We use DensePhrases and a Wikipedia index precomputed by DensePhrases in order to automatically generate NER datasets. After installing DensePhrases v1.0.0, please download the DensePhrases model (densephrases-multi-query-multi) and the phrase index (densephrases-multi_wiki-20181220) in the official DensePhrases repository.

AutoPhrase (Optional)

Using AutoPhrase in the dictionary matching stage usually improves final NER performance. If you are using AutoPhrase to apply Rule 10 (i.e., refining entity boundaries), please check the system requirements in the AutoPhrase repository. If you are not using AutoPhrase, set refine_boundary to false in a configuration file in the configs directory.

Computational Resource

Please see the resource requirement of DensePhrases and self-training, and check available resources of your machine.

  • 100GB RAM and a single 11G GPU to run DensePhrases
  • Single 9G GPU to perform self-training (based on batch size 16)

Reproducing Experiments

GeNER is implemented as a pipeline of DensePhrases, dictionary matching, and AutoPhrase. The entire pipeline is controlled by configuration files located in the configs directory. Please see configs/README.md for details.

We have already set up configuration files and optimal hyperparameters for all benchmarks and experiments so that you can easily reproduce similar or better performance to those presented in our paper. Just follow the instructions below for reproduction!

Example: low-resource NER (CoNLL-2003)

This example is intended to reproduce the experiment in the low-resource NER setting on the CoNLL-2003 benchmark. If you want to reproduce other experiments, you will need to change some arguments including --gener_config_path according to the target benchmark.

Retrieval

Running retrieve.py will create *.json and *.raw files in the data/retrieved/conll-2003 directory.
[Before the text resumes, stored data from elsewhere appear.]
PR #104, opened 2020-04-23
Feature/lfa 1406 prevent duplicate submits

mattch1:
Flag to prevent confirmation screen back button click to the still required page so the use cannot repeat submits when company is still required. This is not the case for comapnies that are no longer required.

If a user tries to resubmit a still required application then on clicking the back button they are redirected to a custom screen stating that they cannot use this service as the application has already been received.

Unit tests for the routing the new screen and to check that the session update for the flag is called on confirmation for still required and not for no longer required applications.


markpit:
I've raised a potential issue in the Jira story, If they select No, go back and select No again, we'll get duplicate chips contacts created and duplicate emails sent.

PR #107, opened 2020-04-28
Amended confirmation not required screen and added unit tests.

SVarallo:
Jira tickets at: https://companieshouse.atlassian.net/browse/LFA-1530
                        https://companieshouse.atlassian.net/browse/LFA-1531
                        https://companieshouse.atlassian.net/browse/LFA-1532

Additional unit tests are to accommodate for the variations in the confirmation screen. Also split up the tests for the different confirmation pages.

Updated mock utils getDummyCompanyProfile function to allow setting the confirmation overdue variable separately for more specific screen testing.

### DIFF
--- a/src/controllers/confirmation.controller.ts
+++ b/src/controllers/confirmation.controller.ts
@@ -69,6 +69,7 @@ const route = async (req: Request, res: Response, next: NextFunction): Promise<v
     return next(e);
   }
 
+  const overdueFiling: string = getOverdueFiling(companyProfile);
   if (isStillRequired) {
     const filingDueOn = apiResponseData.filing_due_on;
 
@@ -92,12 +93,6 @@ const route = async (req: Request, res: Response, next: NextFunction): Promise<v
       return next(new Error("No new filing due date returned by the PTF API"));
     }
 
-    const overdueFiling: string = getOverdueFiling(companyProfile);
-
-    if (!overdueFiling) {
-      return next(new Error("Company still required but neither accounts or confirmation statement are overdue"));
-    }
-
     return res.render(Templates.CONFIRMATION_STILL_REQUIRED,
       {
         company: companyProfile,
@@ -109,7 +104,8 @@ const route = async (req: Request, res: Response, next: NextFunction): Promise<v
     return res.render(Templates.CONFIRMATION_NOT_REQUIRED,
       {
         company: companyProfile,
-        overdueFiling: getOverdueFiling(companyProfile),
+        overdueFiling,
+        showLFPWarning: companyProfile.isAccountsOverdue,
         userEmail: email,
       });
   }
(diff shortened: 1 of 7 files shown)


test/controllers/confirmation.controller.spec.unit.ts
```diff
@@ -128,6 +200,14 @@ describe("Company no longer required confirmation screen tests", () => {
     expect(resp.text).toContain("BT2 8BG");
     expect(resp.text).toContain(PAGE_TITLE);
   });
+});
+
+describe("Company still required confirmation screen tests", () => {
+
+  const mockCacheService = loadSession as jest.Mock;
```
markpit, line 207: you can move these 4 mocks so they are declared before the first describe(), you won't have to repeat them then

markpit: and delete the others from the other describe()

SVarallo: Okay, will do.

views/confirmation-not-required.html
```diff
@@ -24,16 +28,17 @@ <h1 class="govuk-panel__title">You've told us
...
         </p>
 
-        <p>
-            {{company.companyName}}
-            will receive a
-            <a href="https://www.gov.uk/annual-accounts/penalties-for-late-filing">late filing penalty</a>
-            that increases over time until the company is closed.</p>
+        <p>If you do not close the company and do not file your overdue {{ overdueFiling }}, we may prosecute the company directors.</p>
+
+        {% if (overdueFiling === 'accounts') or (overdueFiling === 'accounts and confirmation statement') %}
```
markpit, line 36: it would be better to pass in a boolean flag here to indicate if this text block needs to be shown. We should keep as much decision making out of the templates, makes it easier to maintain in the future. In the controller you could pass into the template , showLFPWarning: company.isAccountsOverdue

SVarallo: Done

src/controllers/confirmation.controller.ts
```diff
@@ -124,6 +120,8 @@ const getOverdueFiling = ({isAccountsOverdue, isConfirmationStatementOverdue}):
     overdueFiling = "confirmation statement";
   } else if (isAccountsOverdue && isConfirmationStatementOverdue) {
     overdueFiling = "accounts and confirmation statement";
+  } else if (!isAccountsOverdue && !isConfirmationStatementOverdue) {
+    overdueFiling = "no open compliance case";
```
mwestacott, line 124: overdueFiling no longer seems to be the right name to use for this variable and function name as 'no open compliance case' is not an overdue filing. Is it now just holding a general message? Couldn't see in the template changes below where it's used, so not sure...

SVarallo: At the moment there is no handling for the scenario of when there's nothing overdue and the customer presses "no". This string isn't required at the moment but it's there just until a new story is drafted to cover that scenario. Otherwise it would just return the screen with an empty overdueFiling. If you think it should be removed entirely that's totally fair and I'll do that however, because I agree it doesn't really serve any purpose.

mwestacott: Ok. I would just suggest maybe getting something like 'TBC' (To Be Completed) into the string that's output, then nice and clear that this is still a work in progress. I'd also add a comment to the code describing the above.

markpit: a // TODO would be better, if we put 'TBC' into the string we'll forget about it!

mwestacott: Agreed. I mean doing both. A // TODO comment and make that output text a bit clearer that it's really just a placeholder text for future functionality.

PR #108, opened 2020-04-30
LFA-1668 Increased unit-test coverage to 100% on confirmation controller

mwestacott:


src/controllers/confirmation.controller.ts
```diff
@@ -79,13 +79,12 @@ const route = async (req: Request, res: Response, next: NextFunction): Promise<v
...
         return next(new Error("No reason_code in api response"));
       }
-      if (cannotUseReason !== eligibilityReasonCode.COMPANY_IS_ELIGIBLE) {
-        return res.render(Templates.NOT_ELIGIBLE,
-          {
-            cannotUseReason,
-            companyName: companyProfile.companyName,
-          });
-      }
+
```
mwestacott, line 82: Removed unneeded conditional - COMPANY_IS_ELIGIBLE is never returned by API in the case of a 400 response. Have tested the app and all working without it.

src/controllers/confirmation.controller.ts
```diff
@@ -120,8 +119,9 @@ const getOverdueFiling = ({isAccountsOverdue, isConfirmationStatementOverdue}):
     overdueFiling = "confirmation statement";
   } else if (isAccountsOverdue && isConfirmationStatementOverdue) {
     overdueFiling = "accounts and confirmation statement";
-  } else if (!isAccountsOverdue && !isConfirmationStatementOverdue) {
-    // TODO handle this output with appropriate render when story is created.
+  } else {
```
mwestacott, line 122: The else logic was redundant since this was the only remaining scenario (plus it was preventing 100% coverage) so removed.

PR #109, opened 2020-04-30
Lfa 1668 company number controller test coverage

mwestacott:


src/controllers/company.number.controller.ts
```diff
@@ -72,15 +72,15 @@ const route = async (req: Request, res: Response, next: NextFunction): Promise<v
   const companyNumber: string = req.body.companyNumber;
 
   try {
-    logger.info("Retrieving company profile for company number ${companyNumber}");
+    logger.info(`Retrieving company profile for company number ${companyNumber}`);
```
mwestacott, line 75: Noticed that company number wasn't being output to logs here and below, so fixed that.

PR #111, opened 2020-05-01
Add company already in prosecution option to not eligible page

SVarallo:
Jira ticket at https://companieshouse.atlassian.net/browse/LFA-1637

### DIFF
--- a/views/not-eligible.html
+++ b/views/not-eligible.html
@@ -50,11 +50,13 @@ You cannot use this service
       <p>You do not need to let us know that the company is still required.</p>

export CUDA_VISIBLE_DEVICES=0
export DENSEPHRASES_PATH={enter your densephrases path here}
export CONFIG_PATH=./configs/conll_config.json

python retrieve.py \
      --run_mode eval \
      --model_type bert \
      --cuda \
      --aggregate \
      --truecase \
      --return_sent \
      --pretrained_name_or_path SpanBERT/spanbert-base-cased \
      --dump_dir $DENSEPHRASES_PATH/outputs/densephrases-multi_wiki-20181220/dump/ \
      --index_name start/1048576_flat_OPQ96  \
      --load_dir $DENSEPHRASES_PATH/outputs/densephrases-multi-query-multi/  \
      --gener_config_path $CONFIG_PATH

Applying AutoPhrase (optional)

apply_autophrase.sh takes as input all *.raw files in the data/retrieved/conll-2003 directory and outputs *.autophrase files in the same directory.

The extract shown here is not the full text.